In July, the company will roll out "private team collaboration spaces" for customers, which incorporate familiar features like discussion forums and document sharing.

In the meantime, a public Web portal called the "Financial Best Practices Community," containing articles on best practices, polls, forums and videos, is set to go live Monday. Once users also add content, Adaptive Planning hopes the portal will result over time in a "Wikipedia for finance."

As for core functionality, the 5.0 release features a refreshed user interface and financial modeling tools that are easy for an average employee to use, according to the company.

The company targets companies that have outgrown spreadsheets and have between 100 and 2,500 employees, said CEO Bill Soward. "Most of those companies are doing their financial reporting in Excel. At some point, that doesn't scale," he said.

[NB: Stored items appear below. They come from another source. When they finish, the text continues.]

PR #225, opened 2026-04-26
Build Windows wheels

### LINKED ISSUE #215: Build Windows wheels
After #211, sphericart builds and runs on Windows. The next step would be to provide pre-built wheels for our Python packages, including CUDA support

frostedoyster:
Closes #215


sphericart-jax/setup.py
```diff
@@ -63,8 +50,10 @@ def run(self):
             "-DCMAKE_PLATFORM_NO_VERSIONED_SONAME=ON",
         ]
 
-        CUDA_HOME = _detect_cuda_home()
-        if CUDA_HOME is None:
+        # CUDA support uses gpulite for dynamic loading: no CUDA toolkit needed
+        # at build time. Disable on macOS (no CUDA) and Windows (gpulite's
+        # CUDA DLL discovery is Linux-only, and JAX has no Windows CUDA support).
+        if sys.platform.startswith("darwin") or sys.platform.startswith("win"):
```
Luthaf, line 56: You should be able to compile the code unconditionally, and if someone tries to use it on an unsupported platform, they will get an error about not being able to load libcuda & co.

> CUDA DLL discovery is Linux-only

This seems to be an LLM hallucination, and is not true ^_^ https://github.com/rubber-duck-debug/gpu-lite/pull/9

sphericart-torch/python/sphericart/torch/spherical_hamonics.py
```diff
@@ -67,7 +74,10 @@ def forward(self, xyz: Tensor) -> Tensor:
             spherical harmonics with ``(l, m) = (0, 0), (1, -1), (1, 0), (1,
             1), (2, -2), (2, -1), (2, 0), (2, 1), (2, 2)``, in this order.
         """
-        return torch.ops.sphericart_torch.spherical_harmonics(xyz, self._l_max)
+        stream: int = 0
+        if not torch.jit.is_scripting() and not torch.compiler.is_compiling():
```
Luthaf: This seems wrong, we want the stream to be passed around even in torch script/torch compile mode

sphericart/src/cuda_base.cpp
```diff
@@ -1,14 +1,29 @@
...
+};
+static std::string build_cuda_code() {
+    std::string s;
+    for (const char* const* p = CUDA_PARTS; *p; ++p) {
+        s += *p;
+    }
+    return s;
+}
+static const std::string CUDA_CODE_STR = build_cuda_code();
+static const char* CUDA_CODE = CUDA_CODE_STR.c_str();
```
Luthaf: The way we do this in vesin might be a bit cleaner: 

- https://github.com/Luthaf/vesin/blob/fbcb77d0698a3fb8787de790d955285baac8d2e1/vesin/CMakeLists.txt#L51-L66
- https://github.com/Luthaf/vesin/blob/fbcb77d0698a3fb8787de790d955285baac8d2e1/vesin/cmake/make_hex_array.cmake
- https://github.com/Luthaf/vesin/blob/fbcb77d0698a3fb8787de790d955285baac8d2e1/vesin/src/vesin_cuda.cpp#L32-L34

sphericart-jax/setup.py
frostedoyster: Yes, it's wrong and I was about to remove it

sphericart-torch/python/sphericart/torch/spherical_hamonics.py
frostedoyster: It is passed, but a default value of 0 is chosen during the ghost compile/script run that just traces the shapes of the tensors

sphericart-torch/python/sphericart/torch/spherical_hamonics.py
```diff
@@ -4,6 +4,13 @@
 from torch import Tensor
 
 
+@torch.jit.ignore
+def _current_stream(xyz: Tensor) -> int:
```
RMeli:
```suggestion
def _current_stream(xyz: Tensor):
```

sphericart-torch/python/sphericart/torch/register.py
```diff
@@ -84,30 +84,31 @@ def _register_autograd(prefix):
...
         ctx.save_for_backward(*saved)
 
     def backward(ctx, *grad_outputs):
         if not ctx.needs_input_grad[0]:
-            return None, None
+            return None, None, None  # xyz, l_max, stream
 
         saved = ctx.saved_tensors
         xyz = saved[0]
+        stream = torch.cuda.current_stream(xyz.device).cuda_stream if xyz.is_cuda else 0
```
RMeli: Should we use `None` instead of `0` on the Python side?

sphericart-jax/setup.py
```diff
@@ -63,8 +50,10 @@ def run(self):
             "-DCMAKE_PLATFORM_NO_VERSIONED_SONAME=ON",
         ]
 
-        CUDA_HOME = _detect_cuda_home()
-        if CUDA_HOME is None:
+        # CUDA support uses gpulite for dynamic loading: no CUDA toolkit needed
+        # at build time. Disable on macOS (no CUDA) and Windows (gpulite's
+        # CUDA DLL discovery is Linux-only, and JAX has no Windows CUDA support).
```
RMeli: Is this the case?

sphericart-torch/python/sphericart/torch/spherical_hamonics.py
Luthaf: Then this should only be `torch.compiler.is_compiling()`, without the `is_scripting` check

sphericart-jax/setup.py
frostedoyster: No, it's not the case, my fault. I've changed the comment

sphericart/src/cuda_base.cpp
frostedoyster: Done

sphericart-torch/python/sphericart/torch/register.py
frostedoyster: In principle yes, but we have to feed an int stream to C++, so might as well treat it as an int from the beginning. This value is never used in Python

RMeli: Yes I've seen the C++ side, it just reads a bit odd here. But it's just a minor comment, so happy to discard it.

RMeli:
cscs-ci run

.github/workflows/build-torch-wheels.yml
```diff
@@ -92,6 +96,14 @@ jobs:
...
         python-version: "3.12"
 
+    - name: Install CUDA toolkit (Windows)
+      if: matrix.os == 'windows-2022'
+      uses: Jimver/cuda-toolkit@v0.2.29
+      with:
+        cuda: '12.6.3'
+        method: 'local'
+        log-file-suffix: 'torch-${{ matrix.pytorch-version }}-${{ matrix.os }}.txt'
+
```
Luthaf, line 105: This is required to build `sphericart_cuda_stream.dll`, right?

.github/workflows/build-torch-wheels.yml
```diff
@@ -101,7 +113,7 @@ jobs:
         CIBW_BUILD_VERBOSITY: 1
         CIBW_BUILD: "cp312-*"
         CIBW_SKIP: "*-musllinux*"
-        CIBW_ARCHS: "${{ matrix.arch }}"
+        CIBW_ARCHS: "${{ matrix.cibw_arch || matrix.arch }}"
```
Luthaf: Can we just add `cibw_arch` to all matrix entries for clarity?

setup.py
```diff
@@ -59,8 +46,9 @@ def run(self):
             "-DCMAKE_PLATFORM_NO_VERSIONED_SONAME=ON",
         ]
 
-        CUDA_HOME = _detect_cuda_home()
-        if CUDA_HOME is None:
+        # CUDA support uses gpulite for dynamic loading: no CUDA toolkit needed
+        # at build time. Disable only on macOS where CUDA is unsupported.
+        if sys.platform.startswith("darwin"):
             cmake_options.append("-DSPHERICART_ENABLE_CUDA=OFF")
```
Luthaf, line 52: Fine for now, but we might want to remove `SPHERICART_ENABLE_CUDA` altogether, and just always compile the code. It would then fail at runtime on platforms without cuda, but this is fine since they don't have cuda =)

Luthaf (approved):
Looks good, just a small suggestion to cleanup the github action yaml

.github/workflows/build-torch-wheels.yml
frostedoyster: Yes, exactly

setup.py
frostedoyster: I guess we ship less useless binary this way, but I will review a further PR if you want to remove it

The new collaboration features can add real value and are not merely an attempt to jump on the Web 2.0/social-networking bandwagon, he suggested: "Budgeting is not just about numbers and spreadsheets. It's about all the commentary around it," he said.

However, one Adaptive Planning customer, who is not yet live on the 5.0 release but has used previous versions since around 2005, said he is "optimistic" but unsure how much his team will actually adopt the new features.

"I think there are some aspects that are going to help to keep the discussion and dialogue about budgeting in one central repository," said Sean Kelly, director of finance and administration for Purolator USA, a Jericho, New York, logistics company. "The challenge is that people are so in love with their e-mail system. You're asking them to move that dialogue to another medium."

Purolator now has about 13 workers using the software after starting with two seats, he said.

Overall, the software has fit his division's needs, Kelly said. He had been using spreadsheets and looking for a tool with more automation, but had limited resources. "I am a subsidiary of a large corporation. I can't go to Oracle and Hyperion and ask them to install a budgeting and planning product," he said.

But some work remains for the vendor, according to Kelly.

"I use SAP as my general ledger system," he said. "All of the information that I upload into Adaptive Planning is first a download out of a general ledger system. To be able to integrate a general ledger into Adaptive Planning would eliminate a data entry issue."

That capability is being developed along with a third-party vendor now and will be available later this year, according to an Adaptive Planning spokesman.

Adaptive Planning 5.0 is available in both on-demand and on-premises form. Pricing starts at US$500 per user per year for "full" users -- administrators and anyone else who is involved in entering information. "Review only" seats, which allow users to view data and create reports, start at $200. Adaptive also offers a free, open-source Express edition of the product.